(Saved entries)
PR #85, opened 2019-11-11
WIP: Fix backslash-indentation and dotted-operator indentation

### LINKED ISSUE #56: wrong indentation with `.|>`
Should be
```julia
x .|>
   f
```
is
```julia
x .|>
f
```

### LINKED ISSUE #58: \( upsets paren matching
screenshot_2018-12-03_09-27-06

Using `julia-emacs` `master`, Emacs 26.1.

non-Jedi:
Closes #58. Closes #56.

There may be a better way of handling dotted operators, but I went with matching what was already there.


non-Jedi:
I missed the bit where `\` has to be an escape char for string escaping to work correctly. For reference of how to do this correctly see `octave-syntax-propertize-sqs`. Don't have time to fix this evening.

non-Jedi:
The fix here is dependent on dropping Emacs 23 support (#86). Not going to implement twice, once with `syntax-propertize-function` and once without.

tpapp:
This is fine, I will just wait a month for feedback before merging #86.

non-Jedi:
This is going to end up looking entirely different when I get around to it. Will open a new PR.

tpapp:
Great, thanks.

PR #87, opened 2019-11-13
Transition to cl-lib, drop support for Emacs 23.

### LINKED ISSUE #86: RFC: drop support for Emacs 23
Supporting only Emacs 24 and above would have the following advantages:

1. simpler CI setup (cf #84)

2. ability to use `cl-lib` (instead of `cl` as we currently do, cf #60).

Please comment on this, especially if you need Emacs 23. As developers are usually on the bleeding edge, it is easy to forget about users operating in legacy environments.

Some data:

- Emacs 24.1 was released on 2012-06-10,

- the oldest Ubuntu LTS supporting Emacs 24 is Trusty (2014-04), other distributions have a similar timeline

tpapp:
Incidental changes:

- use lexical binding (requires Emacs 24)

- rename a variable `map` which was shadowing the eponymous function (innocuous here, but bad style)

- bump version

Fixes #86. Relevant also for #84.


rfourquet:
Sorry to react so late, thanks for this change!

PR #92, opened 2019-12-02
try to fix loading

### LINKED ISSUE #91: Looks for julia-latexsubs in directory of file in current buffer
On julia-mode 20191128.1452, if (for example) I open the file
`/home/username/.julia/dev/MyPackage/src/foo.jl`
I get the following error:

`File mode specification error: (file-missing Cannot open load file No such file or directory /home/myusername/.julia/dev/MyPackage/src/julia-latexsubs)`

After this, there is no syntax highlighting or other expected functionality.

This is on Cygwin. I could try Linux later if no one can reproduce on Linux.

tpapp:
cf https://github.com/JuliaEditorSupport/julia-emacs/pull/83#issuecomment-560211950,
fixes #91 (hopefully), thanks @AlexLewandowski

This was broken by #83. @nverno, can you check that it still solves your original issue?

@chriselrod, can you check that it fixes #91 for you?

### DIFF
--- a/julia-mode.el
+++ b/julia-mode.el
@@ -854,7 +854,10 @@ strings."
 ;;; populate LaTeX symbols hash table from a generated file.
 ;;; (See Julia issue #8947 for why we don't use the Emacs tex input mode.)
 (load (expand-file-name "julia-latexsubs"
-                        (file-name-directory (or buffer-file-name load-file-name))))
+                        (file-name-directory
+                         (if load-in-progress
+                             load-file-name
+                           buffer-file-name))))
 
 ;; Math insertion in julia. Use it with
 ;; (add-hook 'julia-mode-hook 'julia-math-mode)


chriselrod:
I'm not sure if I tested this correctly.
I cloned this repo into `/home/username/.emacs.d/sourceinstalls`, and then had the following in my `init.el`:
```elisp
(add-to-list 'load-path "/home/username/.emacs.d/sourceinstalls/julia-emacs")
;; (require 'julia-mode)
(require 'julia-repl)
(add-hook 'julia-mode-hook 'julia-repl-mode)
```
The package did not seem to load (no errors, no syntax highlighting, no latex completions). If installed from melpa, instead of using the `add-to-list`, this resulted in the julia-latexsubs error. It works if I add `(require 'julia-mode)`, but that also fixes the julia-latexsubs error.

non-Jedi:
Why are we messing about with `load` anyway? Why not just make `julia-latexsubs.el` `(provide 'julia-latexsubs)` and define the constant `julia-latexsubs` and then just require it from `julia-mode.el`? As far as I can tell, that would fix these issues and would be simpler than current setup.

nverno:
Yea, this works for `eval-buffer` -- I would still vote for the initial `(when load-file-name ...)` change so you don't have to account for all the possible scenarios, or turn it into a provided feature -- eg. does this always work during byte-compilation (it seems to from a quick check, but I don't know when/if `load-file-name`/`buffer-file-name` are defined in that case)?

tpapp:
I think that the solution using features (#93) is much cleaner than this one.

tpapp:
Closing in favor of #93.

PR #93, opened 2019-12-03
Load latexsub table as a feature

### LINKED ISSUE #91: Looks for julia-latexsubs in directory of file in current buffer

non-Jedi:
Fixes #91. Alternative to #92.

Variable renamed from `julia-latexsubs` to `julia-mode-latexsubs` as incremental improvement towards melpa guidelines.


tpapp:
I think this may be the cleanest solution, favoring this over #92.

tpapp:
My preliminary exploration suggests that this should work fine with

1. MELPA, simply including all the `.el` files like now, without an extra recipe,

2. the Emacs package loading mechanism, which puts package directories in `load-path` so it should always fine the relevant file.

I will keep testing this, comments and reviews are welcome.

nverno:
@non-Jedi If you are still considering going the abbrev route for latex substitutions, I forgot to mention I have been doing similar in my personal configs, although I believe the generating script to produce the abbrev table from the unicode generating script is out-of-date.

If your interested, the relevant script to generate the abbrev table is at [latex_abbrevs.jl](https://github.com/nverno/nvp/blob/master/bin/latex_abbrevs.jl) which should produce a [unicode-latex-abbrev-table](https://github.com/nverno/nvp/blob/master/abbrevs/unicode-latex-abbrev-table).

I'm also a bit obsessive about abbrevs, so there are lot of various abbrev hacks in there.  A really nice feature that comes with have a unicode latex substitution table, is the ability to use it in any other mode.  The method I found the most useful and least intrusive (only minimally effecting the other active abbrev tables by giving them precedence, and being easily disable/enabled on the fly) was have an interactive function to add an additional abbrev table to the current buffer by adding it as the parent of the `local-abbrev-table`.  Adding the unicode expansions on the fly is nice if you know when they'll be useful or annoying.  This is the [function](https://github.com/nverno/nvp/blob/ad61ab4013ed838bb36f2684fef538a29d77b413/nvp-abbrev.el#L177) I'm referring, and is quite simple.  Sadly, I have a couple personal functions worked in there that could be annoying to deal with.

PR #96, opened 2019-12-21
add a changelog

tpapp:


tpapp:
I think that a CHANGELOG is pretty uncontroversial as good practices go, so I am merging this.

PR #100, opened 2020-02-29
Use completion-at-point and abbrev-mode for LaTeX substitution

non-Jedi:
## Disclaimer

Additional commits have been pushed to this branch since this original post was written. This PR now implements immediate substitution of the Unicode symbol for the TeX string upon completion instead of requiring entering a space or symbol or manually triggering `expand-abbrev` which is shown and described here. [This comment is my most up to date summary of the pros and cons of this change](https://github.com/JuliaEditorSupport/julia-emacs/pull/100#issuecomment-1339770633).

## Original Post

I think this is a more sane version of #82. When `|` represents the cursor, all of `\l|am`, `\lam|`, and `\lam|someothertext` will complete as expected. The latex backslash-string won't be automatically substituted for the unicode symbol unless the user inserts a whitespace or calls `expand-abbrev` <kbd><kbd>C</kbd>-<kbd>x</kbd> <kbd>a</kbd> <kbd>e</kbd></kbd>. Ping @nverno as being similar to your personal setup.

Summarizing this PR:

1. Under `julia-mode` `completion-at-point` will now complete LaTeX symbols to their full text for both the case of cursor in the middle of the symbol and cursor at the end (`\la|m` -> `\lambda` and `\lam|othertext` to `\lambdaothertext`).
2. <kbd>TAB</kbd> in `julia-mode` now first tries to indent the line, and if already indented uses `completion-at-point` to complete LaTeX strings.
3. `expand-abbrev` (<kbd><kbd>C-x</kbd> <kbd>a</kbd> <kbd>e</kbd></kbd>) or entering a non-word-syntax character after a LaTeX string will now replace the LaTeX string with its unicode character.
4. <kbd>TAB</kbd> does not replace LaTeX strings with unicode characters.

As with #82, I've tried to break this up into conceptually cohesive commits that can be reviewed independently.

Demonstration gif:

julia-emacs-pr-100-demo-2


non-Jedi:
@tpapp I was going to push an additional commit that also overrides <kbd>TAB</kbd> to dynamically do `expand-abbrev` as well as completion, but it results in some ambiguous situations: what should be the result of pressing <kbd>TAB</kbd> with `\sqrt` entered: `√` or `\sqrtbottom`? The REPL currently complets it to `√`, but I'm not convinced this is the best solution for emacs.

I would prefer to keep the concept of completion and abbrevs separate conceptually and possibly  bind some other easily accessible key combination to `expand-abbrev`. Thoughts?

tpapp:
Sorry for not getting back to you on this yet, I will need some time to review it but may not get to it until the middle of this week.

I will think about this question too.

julia-mode.el
```diff
@@ -787,6 +787,15 @@ Return nil if point is not in a function, otherwise point."
   (set (make-local-variable 'indent-line-function) 'julia-indent-line)
   (set (make-local-variable 'beginning-of-defun-function) #'julia-beginning-of-defun)
   (set (make-local-variable 'end-of-defun-function) #'julia-end-of-defun)
+  ;; If completion before point has higher priority than around, \lamb
+  ;; can get completed to \lambdamb
+  (add-hook 'completion-at-point-functions #'julia-mode-latexsub-completion-at-point-before)
+  (add-hook 'completion-at-point-functions #'julia-mode-latexsub-completion-at-point-around)
+  (when julia-force-tab-complete
+    (setq-local tab-always-indent 'complete)
```
non-Jedi: The macro `setq-local` was added in emacs 24.3. I'm assuming we're only supporting the latest minor version of all the major versions of emacs we support, but if not, this needs to be changed to `(set (make-local-variable 'tab-always-indent) 'complete)`. I can also add a commit changing all usage of `(set (make-local variable ...) ...)` to `setq-local` for stylistic consistency if desired.

tpapp: I am fine with this. Let's keep things simple and go with 24.3 as in #101.

tpapp:
Thanks for doing this, and in such a clean way. I like the code.

I would like to merge this in some form, but I am wondering what the best interface is (or if people prefer various versions, how to support them all) so I am inviting people to comment on how they use completion.

Personally, I would prefer the following: a **single** <kbd>TAB</kbd> 

1. **first tries to indent**. if it did, then it is done. if the indentation was unchanged, then:
2. whenever the point is in or immediately after a **complete** LaTeX abbreviation, it is **replaced** by the relevant abbrev, eg `\sqrt` is replaced by `√`,
3. if no complete abbreviation is found, the abbrev window pops up with possibilities (if there are any). so <kbd>TAB</kbd> on `\sqr` would offer `\sqrt`, `\sqrint`, and `\sqrtbottom`. If the users selects one, the replacement would just happen without further prompting.

The motivation for the above is that trying to enter a `\alpha` into a Julia buffer is probably not a frequent use case, the user just wants the `α`, so we should go for it immediately without further keypresses. I find having to <kbd>Space BackSpace</kbd> cumbersome.

I don't know enough about `abbrev` to say whether that is the right implementation for this, but I am fine with using it.

julia-mode.el
```diff
@@ -50,6 +50,13 @@
   :type 'integer
   :group 'julia)
 
+(defcustom julia-force-tab-complete t
+  "Use Tab for completion instead of M-Tab in `julia-mode'.
+This overrides `tab-always-indent' in `julia-mode' buffers. It also
+enables `abbrev-mode' so that inserting a space character will replace
+a LaTeX string with a unicode symbol."
+  :type 'boolean)
+
```
nverno: If you want to `expand-abbrevs` after any punctuation, eg. \\alpha* => {laxex  alpha}*, you could add 
a local `post-self-insert-hook` along the lines of

```
(defun julia-abbrev-expand-after-symbols-hook ()
  (and (memq (car (syntax-after (1- (point)))) '(0 3))
       (setq this-command 'julia-abbrev-expand-after-symbols)
       (expand-abbrev)))
```
which I use in, eg. elisp, where I want my abbrevs to expand after I enter a ')' for example.
It could be another user choice to consider.  IIRC I needed to add this as a `post-self-insert` command because abbrev expansion after word syntax was hard-coded in C, but the implementation may have changed.

julia-mode.el
nverno: One issue I've noticed, is now my current `julia-mode-abbrev-table` elements don't expand anymore due to the addition of the specialized prefix.  Perhaps the latex table could have a non-default name?

nverno:
I also really like the completion working in the middle of symbols, as it does in elisp.

nverno:
> I would prefer to keep the concept of completion and abbrevs separate conceptually and possibly > bind some other easily accessible key combination to expand-abbrev. Thoughts?

Agreed, I think intertwining them is likely to break stuff.  Abbrevs have been around forever, having their own distinct behaviour.  Also, as with everything, the more modular the better - you would want to allow people to opt out of abbrevs, but use completion, and vice versa IMHO.

julia-mode.el
non-Jedi: The problem with this is all of the LaTeX codes that include punctuation (or even parentheses). Some examples: `\^)`, `\_=`, `\:soccer:`, `\^+`. I guess in practice, as long as none of the LaTeX codes that include symbols have other LaTeX codes that are superstrings of them cut off at the symbol it could be fine.

julia-mode.el
non-Jedi: I think the `julia-mode-abbrev-table` symbol rightfully belongs to this package, and you should expect to sometimes have symbols overridden if you put them in a package's namespace.

non-Jedi:
>I don't know enough about abbrev to say whether that is the right implementation for this, but I am fine with using it.

It would be a bit hacky, but I can build that interface on top of capf and abbrev, which would still allow people to customize a variable to use capf and abbrev in the emacs default manner. As mentioned above, doing so would not be my preference, but I can certainly implement that if it's the consensus.

non-Jedi:
>The only thing I would change is giving the latex abbrev table a non-default name, so that user defined abbrevs still work (eg. they aren't also required to have the special expansion regexp requirement). An alternative could be to add the latex abbrev table as a parent of the julia-mode-abbrev-table.

Could you expand on what you mean by here? Specifically "default name" isn't clear to me, nor is it clear how this interferes with regexps for user-defined abbrevs. And what latex abbrev table are you recommending we inherit from?

julia-mode.el
tpapp: > I don't think converting \sqrt to √ without further input is a good solution, cause you might still be planning to write something else

Then this may just be my personal preference --- if I want to choose between `\sqrt` and `\sqrtbottom`, I would complete on `\sqr` and pick from the popup. If feasible, keeping this modular and customizable would be nice.

julia-mode.el
nverno: I does, but you've given it a prefix that won't let any normal abbrevs work

nverno:
Call it `julia-mode-latex-abbrev-table` and set it as the parent of `julia-mode-latex-table` -- then you get normal behaviour

julia-mode.el
nverno: >  Some examples: \^), \_=, \:soccer:, \^+

Good point -- the above is too simple for this case

non-Jedi:
I've rebased on master and pushed a commit fixing the issue with the regex clobbering user abbrevs noted by @nverno. Now just awaiting feedback/decision on integrating LaTeX substitution/expansion.

tpapp:
Can you briefly summarize that the alternatives are, and the trade-offs (if any?)

non-Jedi:
Sure. Trying to be as brief as possible:

1. Leave as is in this PR.
  - Unless user customizes `julia-force-tab-complete`, <kbd>TAB</kbd> tries to indent then complete to LaTeX code, and either inserting a whitespace char or calling <kbd><kbd>M</kbd>-<kbd>x</kbd></kbd> `expand-abbrev` (bound to <kbd><kbd><kbd>C</kbd>-<kbd>x</kbd></kbd> <kbd>a</kbd> <kbd>e</kbd></kbd>) causes the unicode character to replace the LaTeX code.
  - Advantage: Fits naturally into the builtin Emacs concepts of completion (substring to full string) and abbrevs (string to other string) which will be less surprising for people used to Emacs conventions for other languages.
  - Advantage: less code to maintain and generally the most robust solution.
  - Disadvantage: Requires more key-strokes.
  - Disadvantage: Inserting LaTeX symbols into a string, docstring, or comment becomes difficult.
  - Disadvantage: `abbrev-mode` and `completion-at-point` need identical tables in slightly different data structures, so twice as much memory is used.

◆ **WORK TO BE COMPLETED**
Give back exactly the lines above starting at the line where "Fixes #86. Relevant also for #84." appears and ending at the line where "fixes #91 (hopefully), thanks" appears, both included, with no other lines.

◆ **RESPONSE BOX**
Fixes #86. Relevant also for #84.


rfourquet:
Sorry to react so late, thanks for this change!

PR #92, opened 2019-12-02
try to fix loading

### LINKED ISSUE #91: Looks for julia-latexsubs in directory of file in current buffer
On julia-mode 20191128.1452, if (for example) I open the file
`/home/username/.julia/dev/MyPackage/src/foo.jl`
I get the following error:

`File mode specification error: (file-missing Cannot open load file No such file or directory /home/myusername/.julia/dev/MyPackage/src/julia-latexsubs)`

After this, there is no syntax highlighting or other expected functionality.

This is on Cygwin. I could try Linux later if no one can reproduce on Linux.

tpapp:
cf https://github.com/JuliaEditorSupport/julia-emacs/pull/83#issuecomment-560211950,
fixes #91 (hopefully), thanks @AlexLewandowski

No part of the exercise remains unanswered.